This may not answer directly the question about Lie groups and their Lie algebras, but the parallel treatment of an affine group scheme $G$ over a rather general base field $K$ (or even commutative ring) offers an interesting perspective. The algebra of distributions on $K[G]$ and its relationship with the universal enveloping algebra of the Lie algebra of $G$ are discussed carefully in Chapter I.7 (especially I.7.10) of Representations of Algebraic Groups by J.C. Jantzen (2nd ed., AMS, 2003). He refers to the foundational treatment in the older book Groupes algebriques by Demazure and Gabriel for some details of the isomorphism in characteristic 0. which does use the defining universal property of the enveloping algebra. In fact, I find it hard to see how any proof not relying on a fixed choice of basis could avoid this property. Without a basis how would one provide any "constructive" description of the enveloping algebra or of the desired isomorphism with the distribution algebra?

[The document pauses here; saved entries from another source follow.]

PR #71, opened 2024-03-04
Add clientlib migration guide

DutChen18:


src/content/docs/cheerp/guides/clientlib.md
```diff
@@ -0,0 +1,327 @@
+---
```
bates64, line 1: I think `guides` is the wrong place for this, uh, guide, at least the root of `guides` is anyway. We should probably include it as part of an upgrade guide section ([like Next.js's](https://nextjs.org/docs/app/building-your-application/upgrading)). CheerpJ sort of has this on the [Migration fro CheerpJ 2](https://labs.leaningtech.com/cheerpj3/migrating-from-cheerpj2) page. What do you think?

On a similar note, when is new clientlib shipping? Is it available on nightly today? If so, we should say so. We should be thinking about a path to stability (i.e. Cheerp 3.1) sooner rather than later too IMO although I know that's contraversial.

I'm kinda brainstorming a `version` property that you can specify in page frontmatter that defines a semver range for versions where a certain feature is supported. Then we can show a banner near the top of the page explaining the situation, or do something more clever in future.

src/content/docs/cheerp/guides/clientlib.md
```diff
@@ -0,0 +1,327 @@
...
+title: Clientlib migration guide
+---
+
+Migrating your code can seem like a daunting task. This page aims to list
+common errors you might encounter, and contains a short description of the
+changes and features you should be aware of to make the migration easy and
+painless. This is not a complete list, but it should provide plenty of
+information to get you started, and hopefully provide some guidance if you get
+stuck.
```
bates64, line 10: Not sure how useful this paragraph really is. "Migrating your code can seem like a daunting task" is useless. I don't like describing what pages "aim" to do, that should be self-explanatory based on the table of contents on the side and the title/subtitle of the page!

More constructively:
- Perhaps write "list common errors you might encounter, and contains a short description of the changes and features you should be aware of to make the migration easy and painless" in a more succinct manner and then move it to the `description` of the page?
- "common errors you might encounter" can be a level 2 heading that wraps the common error sections (which should be level 3 headings) on this page. Perhaps "Troubleshooting"?

src/content/docs/cheerp/guides/clientlib.md
```diff
@@ -0,0 +1,327 @@
...
+```
+
+To fix this, simply cast the union type using `->cast<T>()`. Depending on where
+the result is being used, it may be possible to omit the type parameter to the
+`cast` method.
+
+For example, for the above error, we could instead write:
+
+```cpp
+    client::ArrayBuffer* buffer = array->get_buffer()->cast();
```
bates64, line 135: Indentation

src/content/docs/cheerp/guides/clientlib.md
```diff
@@ -0,0 +1,327 @@
...
+that is more specific than what the function returns, you can use `->cast<T>()`
+or `->cast()`.
+
+```cpp
+    client::Object* object = client::JSON.parse(string);
+```
+
+## Redefinition of client class
+
+The old clientlib was missing some modern javascript types. To use these types,
```
bates64, line 195: See Vale's comments (particularly "javascript"). We should decide on a proper casing for clientlib. Is it "clientlib" or "Clientlib", or what?

src/content/docs/cheerp/guides/clientlib.md
```diff
@@ -0,0 +1,327 @@
...
+
+To fix the error, change the type of the argument to match the overload that
+you intend to call.
+
+```cpp
+    new client::Date(0.0); // calls double constructor
+    new client::Date(nullptr); // calls VarDate* constructor
+```
+
+## What is `_Any`, `_Union`, and `_Function`?
```
bates64, line 260: This should be on a reference page, not a migration guide

src/content/docs/cheerp/guides/clientlib.md
```diff
@@ -0,0 +1,327 @@
...
+`EventListener*` when passing functions to higher order functions. `_Function`
+types are passed by const reference and can be constructed on the fly from raw
+function pointers and C++11 lambdas. `cheerp::Callback()` can still be used to
+get an `EventListener*`, but prefer constructing a `_Function` instead.
+
+`_Union` and `_Function` support many conversions to help keep your code clean.
+For example, `_Union<double>` can be converted to `_Union<double, String*>`,
+and `_Function<void(Object*)>` can be converted to `_Function<void(String*)>`.
+
+## What is `->cast<T>()` and `->cast()`?
```
bates64, line 290: Ditto

src/content/docs/cheerp/guides/clientlib.md
```diff
@@ -0,0 +1,327 @@
...
+
+During migration, it can be useful to temporarily switch back to the old
+clientlib. This can be done by adding `-DUSE_OLD_CLIENTLIB` to your compiler
+flags. This flag only exists to ease the transition to the new clientlib. Do
+**not** rely on this flag to build your project. It will be removed in a future
+release.
+
+If you have some code that cannot be migrated, or encounter any other issues
+with the new clientlib, do not hesitate to reach out to us on
+[Discord](https://discord.leaningtech.com/).
```
bates64, line 327: Can use the MDX discord linkbutton here

src/content/docs/cheerp/guides/clientlib.md
```diff
@@ -0,0 +1,327 @@
...
+
+```cpp
+    // auto cannot be inferred
+    auto* string = object->cast<client::String*>();
+
+    // type can be inferred.
+    client::String* string = object->cast();
+```
+
+## Unable to solve a migration issue?
```
bates64, line 317: I don't like having this heading be a question when the other headings are not. Perhaps `Ask for help`

src/content/docs/cheerp/guides/clientlib.md
```diff
@@ -0,0 +1,327 @@
...
+
+During migration, it can be useful to temporarily switch back to the old
```
bates64, line 319: Might be good to put this in its own little section, e.g. with the heading `Easing migration with -DUSE_OLD_CLIENTLIB`

bates64 (changes requested):
Good stuff overall. I appreciate the guide

src/content/docs/cheerp/guides/clientlib.md
DutChen18: I've moved it out of the guides section for now. I don't like having an upgrade section with only one page.

New clientlib will be on nightly Soon™.

src/content/docs/cheerp/guides/clientlib.md
DutChen18: I started writing a reference page for these features but it was getting very long and I wasn't very happy with it. The plan is to ship the new clientlib ASAP and I think just these sections in the migration guide will be good enough for now. I'll probably be coming back to this to write more extensive documentation in the future, at which point the sections in the migration guide can be replaced with a link to the actual documentation.

alexp-sssup:
The new clientlib is now merged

The main advantage of this broader algebraic framework is that you also see where the isomorphism between the distribution algebra and the enveloping algebra fails in prime characteristic. (There the distribution algebra or hyperalgebra also has a concrete realization using a Chevalley basis of the Lie algebra, but involves divided powers starting over the ring of integers, etc.)

In any approach, there is likely to be a certain amount of opaque-looking formalism involved when working abstractly with the Lie algebra of a group. For this reason, the PBW basis does have a lot of appeal in practical situations such as those coming up in parts of physics.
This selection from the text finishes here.